I'm saddle shopping. I love saddle shopping and I hate saddle shopping. On one hand I get a nice new saddle, on the other I get to go through the annoying process of digging through tack store inventory and test riding saddles I don't like.
Like the saddle I brought home today.
I learned to ride when I was 16. A teacher who was co-advisor of Key Club at my high school offered me a job doing chores around her property in exchange for lessons. This woman scares the shit out of me. She also now works at one of the only tack shops in the area that sells used saddles on consignment. I showed up this afteroon, scanned the store and didn't see her and breathed a huge sigh of relief. As a very nice lady was pulling out a saddle for me to sit on, this woman popped her head around the corner. I stopped breathing and went clammy as she volunteered to take over.
She then proceeded to give me a list of everything I should be doing different with my horses.
1. Exchange my Mattes pad for the new thing that she just bought that has ceramic wrapped fibers (wtf?).
2. Buy the exact same custom saddle that she just bought because it's the best ever --- naturally everything she decides is the best just is.

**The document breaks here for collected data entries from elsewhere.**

PR #41, opened 2019-06-20
Added TDA requirement for language in code of conduct

bfattori-TDA:
I've added the language the the code of conduct at the tail of the **Enforcement** section.

### DIFF
--- a/.gitignore
+++ b/.gitignore
@@ -1,3 +1,4 @@
+/.idea
 *csv
 *checkout
 *pyc
--- a/.gitignore
+++ b/.gitignore
@@ -1,4 +1,4 @@
-/.idea
+.idea
 *csv
 *checkout
 *pyc
--- a/CODE_OF_CONDUCT.md
+++ b/CODE_OF_CONDUCT.md
@@ -65,6 +65,9 @@ Project maintainers who do not follow or enforce the Code of Conduct in good
 faith may face temporary or permanent repercussions as determined by other
 members of the project's leadership.
 
+In addition to this Contributor Code of Conduct, TD Ameritrade Associates remain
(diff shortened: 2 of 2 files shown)


seanlaw:
@bfattori-TDA Can you please remove the /.idea from the .gitignore. I believe that this is specific to your setup and should not be in the .gitignore

bfattori-TDA:
I can change the commit message, however I would argue that anyone that is using IntelliJ Idea for development will appreciate that their IDE configuration isn't getting stored to the repo. I use IntelliJ exclusively because it supports so many languages. 

Honestly it doesn't hurt anyone to have it (you have one for vscode in there) and keeps the code free of influences from an IDE. Anyone with Idea that checked out the code would inherit the IDE preferences of whomever checked them in, and the next time that person that checked it in pulls the code, their settings will be overwritten.

Thoughts?

seanlaw:
The `.vscode` was added due to azure pipelines integration but, after checking other repos, I concede and accept adding `.idea` to the `.gitignore` file. Can you please remove the forward slash?

seanlaw:
Final question, was the additional coc line provided for you? I only ask because it sounds like "company policy" should be pluralized to "company policies". However, I'll leave that decision up to you. We can merge first and create a new issue/PR fix in the future if it needs changing.

bfattori-TDA:
I received an internal response to an email that contained that text. Whether it was reviewed by Legal and provided from them, I can't be certain. The final response came in a thread that included Legal and was not challenged by them so I assume it's what they intended. I will make sure and update if necessary with another PR.

bfattori-TDA:
I received a response: "either is fine" so if you'd like me to update to "policies" let me know and I will.

PR #70, opened 2019-10-02
MPDist Initial Code

Deepakgthomas:
Hello Sean,

Can you please have a quick look at my code for MPDist? For some reason, my test case fails when I'm trying to use Stumpy.

Thanks,
Deepak Thomas

### DIFF
--- a/MPDist Tutorial  (1).ipynb
+++ b/MPDist Tutorial  (1).ipynb
@@ -1,0 +1,199 @@
+{
+ "cells": [
+  {
+   "cell_type": "markdown",
+   "metadata": {},
+   "source": [
+    "# Tutorial 4 - MPdist (A distance measure for real-world time series datasets)"
+   ]
+  },
+  {
+   "cell_type": "markdown",
+   "metadata": {},
+   "source": [
+    "<div style=\"text-align: justify\">\n",
+    "MPdist is a time series similarity measure developed by UCR researchers as an alternative to the widely used Eucledian distance and Dynamic Time Warping.<br><br>\n",
+    "It can be optimized for speed as well as be implemented on real-world datasets that contain \"spikes, dropouts, wandering baseline and missing values$^1$.\"<br><br>\n",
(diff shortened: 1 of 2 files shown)


seanlaw:
@Deepakgthomas Thank you for the PR. Yes, let me take a look!

Deepakgthomas:
There is a lot to be done from my end. At the moment, I'm just trying to
figure out the error.

seanlaw:
Okay, so there a few things/suggestions:

1. I know you are still working through things so I'm sure you'll get to it later but the code base and tutorials are using four spaces for each tab. I recommend throwing the code into a .py file and running it through `black` to check the code formatting. Again, let's get it working first (just writing this down here so I don't forget).

2. This step is essentially not needed:

```
#Data Preprocessing Step
def MPdist(t1,t2):
  #t1 -> Time series 1
  #t2 -> Time series 2
  #sub -> subsequence length
  if t1.ndim!=1 or t2.ndim!=1:
    raise Exception ('t1 & t2 should be univariate series with dimensions equalling 1')
  t1=t1.reshape(-1,1)
  t2=t2.reshape(-1,1)
  return t1,t2
```

Specifically, the reshaping is not necessary. `stumpy.stump` assumes that your one-dimensional input should be a row of data. So, this data input is expected as is:

```
t1=np.array([1,2,3.0,4,5,6,6])
t2=np.array([1,2.0,3,4,5,6,6])
stumpy.stump(t1, 5)
```

3. Finally, assuming that your input array are as they are shown above, you must define a window size, `m`, that is less than or equal to the length of your input array. Currently, you have `m=50` but your input array of, say, length 7.

```
def mat_join(t1,t2):
    m=50  # This is your problem! Try setting this to 5 
    #t1,t2=MPdist(t1,t2)
    AB=stumpy.stump(t1, m, T_B=t2, ignore_trivial=True)
    BA=stumpy.stump(t2, m, T_B=t1, ignore_trivial=True)
    PABBA=np.concatenate((AB, BA), axis=0)
    return t1,t2,PABBA
``` 

Let me know if this helps. The next error that you'll hit is that the variable, `thr`, is not defined.

PR #72, opened 2019-10-08
Updated MPdist docs

Deepakgthomas:
Hi Sean,

Looks like I hit upon another error. I would highly appreciate it if you could look into it. I will also require some help to generate the time series, Keogh and his team used to illustrate MPdist. It looks like they converted certain sentences to time series.

### DIFF
--- a/MPDist Tutorial  (1).ipynb
+++ b/MPDist Tutorial  (1).ipynb
@@ -1,0 +1,199 @@
+{
+ "cells": [
+  {
+   "cell_type": "markdown",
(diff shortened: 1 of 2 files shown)


seanlaw:
@Deepakgthomas I'm not seeing any contents in the last commit.

Regarding the data, I would like us to stay away from the names data as it is too hard for people to understand. There is no real way to calculate z-normalized Euclidean distance for words.

I believe that one would have to do a bit of digging in order to get to the original data. I'd look at the references

PR #73, opened 2019-10-08
Updated MPDist docs

Deepakgthomas:


seanlaw:
@Deepakgthomas Is there something specific that you wanted me to look at? The last few commits don't seem to have any changes in them and I see that there are 2 files that were added?

Deepakgthomas:
Got it. For the last 2 commits, I was focusing on the documentation portion. However, while calculating the MPdist, I run across a typing error in the last kernel. It seems like a Numba issue. I'd appreciate it if you could please look into it.

Thanks!

seanlaw:
@Deepakgthomas After removing the two `reshape` calls, I wasn't able to get the same error as you. Can you remove those two lines and see if it clears up the error?

Is there a reason why there are 2 notebooks? Also, can you move them to the `docs` directory instead of having them in the root directory please?

Deepakgthomas:
I think the uploaded the same notebook twice by mistake :)

Deepakgthomas:
Done!

PR #89, opened 2019-12-06
Fixed #81 Add Python 3.8 to Azure Pipelines

### LINKED ISSUE #81: Add Python 3.8 to Azure Pipelines
This is still not fully available yet but should be ready soon on Azure Pipelines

3. Get a Prestige breast collar with elastic -- she's so into allowing that extra shoulder movement you know.
I explained that I didn't trust my green gelding with a brand new saddle suggesting he might flip over on top of it and waste my $4000 investment. He's never flipped over before I just needed a scenario that would get her to drop it. This didn't work, she assured me that having someone from the store come out and trace my horse's back would solve all of his problems. I then explained that after 3 months of working with my new trainer that his topline had improved so drastically that he'd grown out of his old saddle and it would be unwise to buy new until he finishes growing. She explained that I can have the saddle adjusted.
WTF lady! Get the idea I don't want your saddle, I don't care if it feels like I'm sitting on a la-z-boy. So she pulled out a couple of saddles for me to sit on. Most of them were too long for my leg and none of them screamed "try me!" Every time I asked to see something else she looked at me like I was being a pain in the ass for just not buying one already. Uhm yeah, biatch, just because I used to pull weeds for you doesn't mean that I'm not a real customer here, just show me another friggin saddle.
Things got awkward enough that I left Paul to sign out a
Anky and browsed around in an attempt to calm my nerves. It was exactly the type of saddle I said I didn't want, but it fit my leg better than anything else I was shown and I just wanted to leave.
I dropped Paul back off at work (I'd dragged him along just in case something like this were to happen), and headed off to the barn. I was still balmy when I got there and to add more wonderfulness to the day, the Hunter/Jumper/Whatever you'll pay me for "trainer" was loitering around. Like every Monday/Wednesday/Friday I'd procrastinated going to the barn just to avoid her.
On Monday she'd just about run down John and Traveler who dared ride in the arena with her while she was "training" one of her "client's" horses. This woman can't ride anything without draw reins and does stupid things like "the human lunge" where while riding one of her "client's" horses (she doesn't have her own) she'll drop the reins and let the horse tear around the arena willy-nilly with her arms spread out like an eagle. The "clients" gasp in fear and then amazement at her "bravery" which must me she totally knows what she's doing.
She also says absolutely ridiculous things like that a particular horse slipped slightly while walking down the steep driveway covered in lose gravel because he needs more muscle. I slip down that driveway, everyone and every horse deals with the gravel slipping under their feet --- it's not a big deal and it's not muscluar. She's just trying to make the boarders think that they need her to whip their horses into Mach 10 around the arena three days a week. Get this. One day, while lunging the barn owners young thoroughbred she pulled a trick that we used to do when I was a working student at a barn full of school horses.
We'd lunge a horse before a lesson and to check and see that they're feeling sufficently dull we'd crouch down and jump at the horse. A hotter horse would spook, a properly dead school horse would ignore it and was ready to have a 6 year old put on it's back.
So she does this to this young Thoroughbred who freaks out and starts tearing around like a bat out of hell. She then calmly explains to the barn owner that the reason her horse is going so fast is because she hasn't yet developed balance. I then proceed to scratch my eyes out.
Once her lesson was over I tried out the saddle and hated that I loved it.
It was super comfy and I felt really secure and Darcy went great in it. However, I feel like getting a saddle with massive thigh blocks is absolutely ridiculous and gawdy. This I explained to my special friend a the tack store who corrected me by exclaming how fashionable it is these days.
I'm praying that during my lesson tomorrow Erin tells me that the thing is a piece of junk and to send it back.
For the same price I can get a new
Stubben from a very nice lady who owns
the only public Stubben show room in North America. They have a much lower profile and something about the tack store I've been going to leaves a bad taste in my mouth.